Offline HandWritten Character Recognition
 

You can download the full project report and source code here:
FullReport_Source Code

Introduction

The development of handwriting recognition systems began in the 1950s when there were human operators whose job was to convert data from various documents into electronic format, making the process quite long and often affected by errors. Automatic text recognition aims at limiting these errors by using image preprocessing techniques that bring increased speed and precision to the entire recognition process. Handwriting recognition has been one of the most fascinating and challenging research areas in field of image processing and pattern recognition in the recent years. It contributes immensely to the advancement of automation process and improves the interface between man and machine in numerous applications. Optical character recognition is a field of study than can encompass many different solving techniques. Neural networks (Sandhu & Leon, 2009), support vector machines and statistical classifiers seem to be the preferred solutions to the problem due to their proven accuracy in classifying new data [1].

The Optical Character Recognizer actually is a convertor which translates handwritten text images to a machine based text. In general, handwriting recognition is classified into two types as off-line and on-line.  In the off-line recognition, the writing is usually capture optically by a scanner and the completed writing is available as an image. In other words, Offline Handwritten Text is when hand written text is scanned by a scanner into a digital format. But, in the on-line system the two dimensional coordinates of successive points are represented as a function of time and the order of strokes made by the writer. In other words, X-Y coordinates are given as a result that tells the location of the pen and the force applied by the user during writing and speed too. Online Handwritten Text is written by a stylus on a tablet. There is also a third method which is not as famous as the first two methods mentioned above in which laser, inkjet devices, can be used for obtaining machine printed text [2].

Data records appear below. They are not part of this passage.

PR #1518, opened 2022-01-07
Make the threshold for predictive echoing configurable

qperret:
Some users (including myself) have a higher tolerance for latency than mispredictions for the predictive echo feature -- I always used `--predict=never` in mosh for instance. Since the threshold for activating that feature is currently hardcoded, there is no easy way (that I know of) to disable it, or to set it to a alternative value. To allow this, let's expose it in a new config knob that defaults to 100ms hence retaining the current behavior.

### DIFF
--- a/config/src/unix.rs
+++ b/config/src/unix.rs
@@ -48,6 +48,10 @@ pub struct UnixDomain {
 
     #[serde(default = "default_write_timeout")]
     pub write_timeout: Duration,
+
+    /// Don't use default_local_echo_threshold_ms() here to
+    /// disable the predictive echo for Unix domains by default.
+    pub local_echo_threshold_ms: Option<u64>,
 }
 impl_lua_conversion!(UnixDomain);
 
@@ -62,6 +66,7 @@ impl Default for UnixDomain {
             skip_permissions_check: false,
             read_timeout: default_read_timeout(),
             write_timeout: default_write_timeout(),
+            local_echo_threshold_ms: None,
             proxy_command: None,
         }
     }
--- a/docs/config/lua/SshDomain.md
+++ b/docs/config/lua/SshDomain.md
@@ -108,3 +108,21 @@ return {
 }
 ```
 
+You may now specify the round-trip latency threshold for enabling predictive
+local echo using `local_echo_threshold_ms`. If the measured round-trip latency
+between the wezterm client and the server exceeds the specified threshold, the
+client will attempt to predict the server's response to key events and echo the
+result of that prediction locally without waiting, hence hiding latency to the
+user. This option only applies when `multiplexing = "WezTerm"`.
+
+```lua
+return {
+  ssh_domains = {
+    {
+      name = "my.server",
+      remote_address = "192.168.1.1",
+      local_echo_threshold_ms = 10,
+    }
+  },
+}
+```
--- a/wezterm-client/src/domain.rs
+++ b/wezterm-client/src/domain.rs
@@ -22,6 +22,7 @@ pub struct ClientInner {
     pub client: Client,
     pub local_domain_id: DomainId,
     pub remote_domain_id: DomainId,
+    pub local_echo_threshold_ms: Option<u64>,
     remote_to_local_window: Mutex<HashMap<WindowId, WindowId>>,
     remote_to_local_tab: Mutex<HashMap<TabId, TabId>>,
     remote_to_local_pane: Mutex<HashMap<PaneId, PaneId>>,
@@ -128,6 +129,14 @@ impl ClientDomainConfig {
         }
     }
 
+    pub fn local_echo_threshold_ms(&self) -> Option<u64> {
+        match self {
+            ClientDomainConfig::Unix(unix) => unix.local_echo_threshold_ms,
+            ClientDomainConfig::Tls(tls) => tls.local_echo_threshold_ms,
+            ClientDomainConfig::Ssh(ssh) => ssh.local_echo_threshold_ms,
+        }
+    }
+
     pub fn label(&self) -> String {
         match self {
             ClientDomainConfig::Unix(unix) => format!("unix mux {}", unix.socket_path().display()),
@@ -152,7 +161,11 @@ impl ClientDomainConfig {
 }
 
 impl ClientInner {
-    pub fn new(local_domain_id: DomainId, client: Client) -> Self {
+    pub fn new(
+        local_domain_id: DomainId,
+        client: Client,
+        local_echo_threshold_ms: Option<u64>,
+    ) -> Self {
         // Assumption: that the domain id on the other end is
         // always the first created default domain.  In the future
         // we'll add a way to discover/enumerate domains to populate
@@ -162,6 +175,7 @@ impl ClientInner {
             client,
             local_domain_id,
             remote_domain_id,
+            local_echo_threshold_ms,
             remote_to_local_window: Mutex::new(HashMap::new()),
             remote_to_local_tab: Mutex::new(HashMap::new()),
             remote_to_local_pane: Mutex::new(HashMap::new()),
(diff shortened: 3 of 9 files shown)


qperret:
Hi, I've switched to wezterm recently (it's awesome, thanks so much for all the work :)), and this is one the only small things that I'd love to be able to configure. This is clearly my first contribution to the project though, so I'll be happy to do this differently if needed. Thanks!

config/src/lib.rs
```diff
@@ -1257,9 +1257,16 @@ pub struct Config {
 
     #[serde(default = "default_true")]
     pub allow_download_protocols: bool,
+
+    #[serde(default = "default_local_echo_threshold_ms")]
+    pub local_echo_threshold_ms: u64,
```
wez, line 1262: What do you think about scoping this per domain?
The code change is a little more involved:

Move this config value so that it lives over here alongside this one:
https://github.com/wez/wezterm/blob/4efcc81bee162579888d418f152b55550b7b8503/config/src/tls.rs#L81

Then add something like this:

```rust
   pub local_echo_threshold_ms: Option<u64>,
```

to `ClientInner`:
https://github.com/wez/wezterm/blob/4efcc81bee162579888d418f152b55550b7b8503/wezterm-client/src/domain.rs#L21

That will need to get initialized, so add that same optional value as a parameter to:
https://github.com/wez/wezterm/blob/4efcc81bee162579888d418f152b55550b7b8503/wezterm-client/src/domain.rs#L155

to do that, I think you'll want to add an accessor method for this value over here, similar to this name method:
https://github.com/wez/wezterm/blob/4efcc81bee162579888d418f152b55550b7b8503/wezterm-client/src/domain.rs#L122-L123

so that you can pass it down through here:
https://github.com/wez/wezterm/blob/4efcc81bee162579888d418f152b55550b7b8503/wezterm-client/src/domain.rs#L510

then with that in place, the `should_predict` method could be phrased as something like this:

```rust
fn should_predict(&self) -> bool {
  self.client.local_echo_threshold_ms.map(|thresh| self.last_input_rtt >= thresh).unwrap_or(false)
}
```

wez (commented):
Thanks for diving in!
I have a few comments!

docs/config/lua/config/local_echo_threshold_ms.md
```diff
@@ -0,0 +1,10 @@
+# `local_echo_threshold_ms`
+
+Specifies the maximum tolerated round-trip latency before using predictive
+echoing on remote terminals. The value is measured in milliseconds.
```
bew, line 4: Would it be the place to explain what `predictive echoing` means? Or put a link that explains it?
(I have no idea what it is)

Question for myself: if it's about predictions of remote terminal, why is the option named `local_echo_...`  ?

wez: Predictive local echo is a feature of remote multiplexer connections that is intended to hide latency.
The idea is that if we *predict* that a given keypress (say of the `a` key) might result in an `a` being printed at the cursor location, then we could locally show that before the remote host responds and updates the screen.  This can make a slow link feel fast if you are quickly typing prose, as the text appears to quickly update, but can also be jarring if the threshold is very close to the actual latency of the link--the cursor can appear to jiggle back and forth.

docs/config/lua/config/local_echo_threshold_ms.md
```diff
@@ -0,0 +1,10 @@
+# `local_echo_threshold_ms`
+
```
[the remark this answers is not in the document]
qperret: Sure thing.

config/src/lib.rs
qperret: Aha, yes, that sounds like a good idea. And that would perhaps even allow us to drop the `is_local()` machinery in favour of a different default for unix domains?
I'll have a go at it, probably next week though.

docs/config/lua/config/local_echo_threshold_ms.md
qperret: I'm not sure what the best place would be, but for sure some more doc sounds like a good idea. Unless @wez already has something I can refer to I can try and write something down here.

To answer your question in the meantime, the predictive echoing feature is basically a nice trick to try and hide latency when using e.g. an ssh domain where the round-trip latency can be high. Other tools (mosh for instance) have a similar feature. The idea is for the client to make a prediction about the server's response to key events and immediately echo that locally. And when the server's response arrives later on, if the client's speculation was correct it's all good, otherwise the client might need to back off what it echoed locally, which can lead to visible 'noise'.

qperret:
Apologies for the delay, I have now updated the branch. Still finding my way around, but hopefully this looks a little better now.

wezterm-client/src/domain.rs
```diff
@@ -128,6 +129,14 @@ impl ClientDomainConfig {
         }
     }
 
+    pub fn local_echo_threshold_ms(&self) -> Option<u64> {
+        match self {
+            ClientDomainConfig::Unix(unix) => unix.local_echo_threshold_ms,
```
wez, line 134: we don't use predictions for local connections (the `!self.client.is_local()` logic in `should_predict` prior to this PR), so we should set it to `None` and remove the option from the unix domain as well, to preserve those semantics:

```suggestion
            ClientDomainConfig::Unix(unix) => None,
```

docs/config/lua/SshDomain.md
```diff
@@ -108,3 +108,21 @@ return {
 }
 ```
 
+You main now specify the round-trip latency threshold for enabling predictive
```
wez, line 111:
```suggestion
You maynow specify the round-trip latency threshold for enabling predictive
```

docs/config/lua/SshDomain.md
```diff
@@ -108,3 +108,21 @@ return {
...
+local echo using `local_echo_threshold_ms`. If the measured round-trip latency
+between the wezterm client and the server exceeds the specified threshold, the
+client will attempt to predict the server's response to key events and echo the
+result of that prediction locally without waiting, hence hiding latency to the
+user.
```
wez, line 116:
```suggestion
user.  This option only applies when `multiplexing = "WezTerm"`.
```

docs/config/lua/SshDomain.md
wez, line 111: I think a similar thing should be added to the TlsDomain docs as well!

config/src/unix.rs
```diff
@@ -48,6 +48,10 @@ pub struct UnixDomain {
 
     #[serde(default = "default_write_timeout")]
     pub write_timeout: Duration,
+
+    /// Don't use default_local_echo_threshold_ms() here to
+    /// disable the predictive echo for Unix domains by default.
+    pub local_echo_threshold_ms: Option<u64>,
```
wez, line 54: as mentioned below, this option doesn't apply to unix domains, so we shouldn't add it here

wez (changes requested):
Thanks!  This is just about there!

docs/config/lua/SshDomain.md
bew: Or even more correct 😅
```suggestion
You may now specify the round-trip latency threshold for enabling predictive
```

wezterm-client/src/domain.rs
qperret: Yup, but I've set the default to `None` for unix connections -- see `config/src/unix.rs` so the semantics should be the same by default. For the record, I found that allowing users to specify it for unix domains as well if they really want to might actually be a good idea. Following the test methodology explained in https://lwn.net/Articles/751763/ (that is, use the `typometer` benchmark from https://pavelfatin.com/typing-with-pleasure/), I ran a few small tests on my wezterm setup to measure typing latency. I'm using a Lenovo Carbon X1 with Debian / X / Gnome, and got the following results:

- Unix domain (very similar to a normal/native instance) w/o predictive echo: min=43.0ms, max=65.9ms, avg=57.1ms, sd=6.9ms

- Unix domain with predictive echo (threshold set to 0): min=25.5ms, max=49.1, avg=40.0ms, sd=7.5ms

 And that seems to be very reproducible. So, I figured offering the option might be nice given that it's not that complicated, but no strong opinion if you think it's not worth it.

wez: You make a good case for keeping that in, so let's do that :)

qperret:
Update pushed:
 - documentation updated for SSH, TLS and Unix domains
 - minor code refactoring to make the CI/linter happy.
 
Thanks!

qperret:
Updated again, hopefully that'll make the linter happy this time. (For some reason I'm having troubles running it locally, I'll try and get my setup fixed, but please bear with me in the meantime :smiley: )

wez:
Thank you!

There is extensive work in the field of handwriting recognition, and a number of reviews exist. The on-line methods have been shown to be superior to their off-line counterparts in recognizing handwritten characters due to the temporal information available with the former [3] [4]. However, several applications including mail sorting, bank processing, document reading and postal address recognition require off-line handwriting recognition systems. Moreover, in the off-line systems, the neural networks and support vector machines have been successfully used to yield comparably high recognition accuracy levels. As a result, the off-line handwriting recognition continues to be an active area for research towards exploring the newer techniques that would improve recognition accuracy [5] [6]. Therefore, for this report, I have decided to work on an off-line handwritten alphabetical character recognition system using Back Propagation neural network, LAMSTAR neural network and Support Vector Machine (SVM).

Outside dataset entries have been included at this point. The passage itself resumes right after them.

PR #1523, opened 2022-01-09
get-deps: refactor script and add alpine

panekj:
Script does not require bash to run (which is not available everywhere)
Add handling OS by inspecting `/etc/os-release` + fallback to old method
Add AlpineLinux

Signed-off-by: Jakub Panek <me@panekj.dev>

### DIFF
--- a/ci/check-rust-version.sh
+++ b/ci/check-rust-version.sh
@@ -1,49 +1,22 @@
-#!/bin/bash
+#!/usr/bin/env bash
 
-min_rust=(1 57 0)
-rust_ver=()
-
-parse_rustc_version() {
-  local IFS
-  IFS=' '
-  local FIELDS
-  read -ra FIELDS <<< $(rustc --version)
-  IFS='.'
-  read -ra rust_ver <<< "${FIELDS[1]}"
-}
+min_rust="1.57.0"
+rust_ver="$(rustc --version | cut -d' ' -f2)"
 
 check_rust_version() {
-  parse_rustc_version
-  # rust_ver=(1 46 0) for testing purposes
-
-  if [[ "${rust_ver[0]}" -gt "${min_rust[0]}" ]] ; then
+  ver=$(printf "%s\n%s\n" "$min_rust" "$rust_ver" | sort --version-sort | head -n1)
+  if test "$ver" = "$min_rust"; then
     return 0
-  fi
-  if [[ "${rust_ver[0]}" -lt "${min_rust[0]}" ]] ; then
+  else
     return 1
   fi
-  if [[ "${rust_ver[1]}" -gt "${min_rust[1]}" ]] ; then
-    return 0
-  fi
-  if [[ "${rust_ver[1]}" -lt "${min_rust[1]}" ]] ; then
-    return 1
-  fi
-  if [[ "${rust_ver[2]}" -gt "${min_rust[2]}" ]] ; then
-    return 0
-  fi
-  if [[ "${rust_ver[2]}" -lt "${min_rust[2]}" ]] ; then
-    return 1
-  fi
-
-  return 0
 }
 
 if ! check_rust_version ; then
-  rust_ver=$(IFS=. ; echo "${rust_ver[*]}")
-  min_rust=$(IFS=. ; echo "${min_rust[*]}")
-  echo "Installed rustc version $rust_ver is less than required $min_rust"
+  echo "Installed rustc version '$rust_ver' is less than required '$min_rust'"
   echo
-  echo "Using rustup to manage your installed version of Rust is recommended"
+  echo "Check if your OS provides newer version of Rust, if not"
+  echo "use rustup to manage installed versions of Rust"
   echo "https://www.rust-lang.org/en-US/install.html"
   echo
   echo "See https://wezfurlong.org/wezterm/install/source.html for complete"
--- a/ci/generate-workflows.py
+++ b/ci/generate-workflows.py
@@ -27,7 +27,7 @@ def yv(v, depth=0):
 
 
 class Step(object):
-    def render(self, f, env, depth=0):
+    def render(self, f, depth=0):
         raise NotImplementedError(repr(self))
 
 
@@ -38,7 +38,7 @@ class RunStep(Step):
         self.shell = shell
         self.env = env
 
-    def render(self, f, env, depth=0):
+    def render(self, f, depth=0):
         indent = "  " * depth
         f.write(f"{indent}- name: {yv(self.name)}\n")
         if self.env:
@@ -49,11 +49,6 @@ class RunStep(Step):
             f.write(f"{indent}  shell: {self.shell}\n")
 
         run = self.run
-
-        if env:
-            for k, v in env.items():
-                if self.shell == "bash":
-                    run = f"export {k}={v}\n{run}\n"
 
         f.write(f"{indent}  run: {yv(run, depth + 2)}\n")
 
@@ -66,7 +61,7 @@ class ActionStep(Step):
         self.env = env
         self.condition = condition
 
-    def render(self, f, env, depth=0):
+    def render(self, f, depth=0):
         indent = "  " * depth
         f.write(f"{indent}- name: {yv(self.name)}\n")
         f.write(f"{indent}  uses: {self.action}\n")
@@ -105,8 +100,9 @@ class Job(object):
         self.env = env
 
     def render(self, f, depth=0):
+        f.write("\n    steps:\n")
         for s in self.steps:
-            s.render(f, self.env, depth)
+            s.render(f, depth)
 
 
 class Target(object):
@@ -119,6 +115,7 @@ class Target(object):
         rust_target=None,
         continuous_only=False,
         app_image=False,
+        is_tag=False,
     ):
         if not name:
             if container:
@@ -132,6 +129,16 @@ class Target(object):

Artificial Neural Network (ANN) is a computing model of brain, having paralleled distributed processing elements that are learned by adjusting the connected weights between the neurons. Due to its flexibility and strength, it has been now broadly used in different fields such as pattern recognition, decision-making optimization, market analysis, robot intelligence [7]. ANN can be more remarkable as computational processors for different tasks like data compression, classification, combinatorial optimization problem solving, pattern recognition etc. [8]. ANN has many advantages over the other classical methods. While having the computational complexity, ANN offered many advantages in pattern recognition adapting a very little context of human intelligence [9]. In the off-line recognition system, the neural networks have emerged as the fast and reliable tools for classification towards achieving high recognition accuracy [10]. Classification techniques have been applied to handwritten character recognition since the 1990s. These methods include statistical methods based on Bayes decision rule, Artificial Neural Networks (ANNs), Kernel Methods including Support Vector Machines (SVM) and multiple classifier combination [11], [12].

I have taken the main idea of this project from [13]. I have chosen to use the image processing Toolbox of MATLAB to solve the image pre-processing stage of the handwritten character recognition problem at hand as the authors of [13] did. In [13], a back propagation Artificial Neural Network is used for performing classification and recognition tasks. However, I have also checked the performance of the LAMSTAR neural network and Support Vector Machine classifier for this problem. Moreover, the authors of [13] have just calculated the average value in the 10*10 sub-matrices of their bigger original matrix obtained from the image of each character, but in this work I have resized the character images into two different sizes (50*70 pixels and 90*120 pixels) initially and got the average value in the 10*10 sub-matrices for the former and in the 15*15 sub-matrices for the latter.